Na mesma linha, Antônio Meyer, conselheiro da Câmara Ciesp/Fiesp, acredita que o contexto atual da arbitragem no país é um fator preponderante para o aumento da procura. “Já é um hábito internacional a arbitragem em questões de M&A, e, no Brasil, nós tivemos o apoio do Superior Tribunal de Justiça (STJ), que confirmou com muita ênfase a existência, a validade e a eficácia das arbitragens”. O advogado ainda enfatizou sobre a importância de se trabalhar na cláusula compromissória, uma vez que é esta que decidirá como será o processo decisório em caso de litígio.

De acordo com Lie Uema do Carmos, professora da Fundação Getúlio Vargas (FGV/SP) e doutora pela USP, a especialização dos árbitros é um vetor determinante para os empresários ao escolher a arbitragem. “O empresário tem a tranquilidade de saber que o corpo de árbitro conhece algo que é muito importante para ele, que é a racionalidade econômico-financeira daquela cláusula e daquele negócio”. Outro fator que a especialista atribui à grande procura da arbitragem para disputas de M&M, no ano de 2020, é a crise sanitária e de saúde que fermentou a litigiosidade, que pode ser explicada por um cenário de incerteza acentuado.
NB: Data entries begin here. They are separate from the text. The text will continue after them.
PR #802, opened 2021-06-08
Bugfix/EUI-3943 Nested collection is not rendering correctly on case type tab for table view

kuda1992:
https://tools.hmcts.net/jira/browse/EUI-3943?filter=-1

### Change description ###
Remove the `ccdConditionalShow` Directive and use `ReadFieldsFilterPipe`

```
[x] Yes
[] No
```


RELEASE-NOTES.md
```diff
@@ -11,6 +14,7 @@
 **EUI-3155** Accessibility amends for non-descriptive headings
 **EUI-3550** Replace heading tags with spans on case edit pages
 
+
```
paul-graham, line 17: _Nitpick:_
You might be okay in a `.md` file but lint complains about multiple blank lines of spacing... and this seems like an accidental addition.

src/case-ui-toolkit.module.ts
```diff
@@ -108,7 +108,6 @@ import { CaseHistoryModule } from './shared/components/case-history';
       WriteEmailFieldComponent,
       WriteDateFieldComponent,
 
-      ConditionalShowDirective,
```
paul-graham, line 111: I may be wrong, but I think removing this would constitute a breaking change. MC is not the only consumer of the CCD Case UI Toolkit and if anything else is leveraging that, it'll break. It's also not needed for the change you're making.

src/shared/components/palette/complex/ccd-collection-table-value-case-fields.pipe.spec.ts
```diff
@@ -0,0 +1,8 @@
+import { CcdCollectionTableCaseFieldsFilterPipe } from './ccd-collection-table-value-case-fields.pipe';
+
+describe('CcdCollectionTableCaseFieldsFilterPipe', () => {
+  it('create an instance', () => {
+    const pipe = new CcdCollectionTableCaseFieldsFilterPipe();
+    expect(pipe).toBeTruthy();
```
paul-graham, line 6: This doesn't test anything. 🤷‍♂️

src/shared/components/palette/complex/read-complex-field-collection-table.component.ts
```diff
@@ -154,15 +120,51 @@ export class ReadComplexFieldCollectionTableComponent extends AbstractFieldReadC
...
+      } else {
+        labelsVertical[obj.id] = {label: obj.label, type: {type: obj.field_type.type}, caseField: obj};
+        allLabels[obj.id] = {label: obj.label, type: {type: obj.field_type.type}, caseField: obj};
+      }
+    }
   }
 
-  sortWidget(column: any) {
-    return this.isSortAscending(column) ? '&#9660;' : '&#9650;';
+  private populateCaseFieldValuesIntoRows() {
```
paul-graham, line 154: _Nitpick:_
Should have a `: void` return type.

src/shared/components/palette/complex/read-complex-field-collection-table.component.ts
```diff
@@ -154,15 +120,51 @@ export class ReadComplexFieldCollectionTableComponent extends AbstractFieldReadC
...
+    for (let obj of this.caseField.value) {
+      this.rows.push(obj.value);
+      this.isHidden.push(true);
+    }
   }
 
-  trackByIndex(index: number, obj: any): any {
-    return index;
+  private isVerticleDataNotEmpty(row) {
```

O setor de M&A é complexo porque trata de grandes contratos que não podem ser mal interpretados nem atrasados por disputas judiciais. E foi pensando neste tema que a 17ª edição do Câmara Talks abordou “Arbitragem em Disputas de M&A: cuidados na elaboração de atos societários e o contencioso”, a fim de debater os principais pontos destes contratos sob as perspectivas de advogados, árbitros e clientes.

Assista na íntegra a 17ª edição do Câmara Talks aqui.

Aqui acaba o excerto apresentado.